My boyfriend is focusing on Tech Support Jobs, he worked for Apple for a short while but he is currently looking for other work in his area. He has a little under two years experience with Tech related jobs but he has lots of other work experience in retail and working in a kitchen. He also has a college degree.

We would be willing to pay the expenses of the sponsorship if need be, does this increase or alter the chances of a transfer at all? Or is it still very unlikely that he will get this opportunity with or without a managers position within a company such as Best Buy or Walmart.

He is aiming to work within the Geek Squad within Best Buy if he lands a job there, would this increase his chances of a transfer as opposed to just a retail position?


----------



## Crawford (Jan 23, 2011)

US companies sponsor people from other countries who, in the terms of the employment market, they are unable to get in the US.

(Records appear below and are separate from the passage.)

PR #258, opened 2022-08-01
Add cilium

PurpleBooth:
Cilium offers some fantastic observability functionality take advantage
of, along side DNS based filtering in network policies

### DIFF
--- a/cilium_values.yaml.example
+++ b/cilium_values.yaml.example
@@ -1,0 +1,30 @@
+# All Cilium helm values can be found at https://github.com/cilium/cilium/blob/master/install/kubernetes/cilium/values.yaml
+# The following is a personal working and optimized example of Cilium helm values.
+
+ipam:
+  # -- Configure IP Address Management mode.
+  mode: kubernetes
+
+# -- Specify which network interfaces can run the eBPF datapath. This means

So these people are skilled workers, managers/executives usually with good degrees in specialist fields or if not degreed with over 12 years experience in a particular field.

Your boyfriend does not fill any of these categories. The jobs he can do, can be done by US citizens.


----------



## twostep (Apr 3, 2008)

Welcome to Travel.State.Gov
Under the visa tab you will find everything you need to know about Canadian citizens working in the US. 
Let us know when you have specific questions.


----------



## twostep (Apr 3, 2008)

Crawford said:


> US companies sponsor people from other countries who, in the terms of the employment market, they are unable to get in the US.
> 
> So these people are skilled workers, managers/executives usually with good degrees in specialist fields or if not degreed with over 12 years experience in a particular field.
> 
> Your boyfriend does not fill any of these categories. The jobs he can do, can be done by US citizens.


Crawford - Canadians, Australians and Mexicans fall into some different rules and regulations. Just to make the US immigration salad easier to understand. Welcome to Travel.State.Gov is a good initial source to dig around for information. I do not see a big light at the end of the tunnel for OP but with nothing to go by but what she posted - not enough info for a semi intelligent guess.


----------



## Crawford (Jan 23, 2011)

twostep said:


> Crawford - Canadians, Australians and Mexicans fall into some different rules and regulations. Just to make the US immigration salad easier to understand. Welcome to Travel.State.Gov is a good initial source to dig around for information. I do not see a big light at the end of the tunnel for OP but with nothing to go by but what she posted - not enough info for a semi intelligent guess.


Thanks for this ..... I knew that Aussies came under some special rules, did not know about Canadians and Mexicans. I'll read it up.


----------



## Bevdeforges (Nov 16, 2007)

Ash&Chris said:


> We would be willing to pay the expenses of the sponsorship if need be, does this increase or alter the chances of a transfer at all? Or is it still very unlikely that he will get this opportunity with or without a managers position within a company such as Best Buy or Walmart.


Do not even think about this, much less mention it to a potential employer. Both the employer and the sponsored employee can get into huge trouble if this is even mentioned.
Cheers,
Bev


----------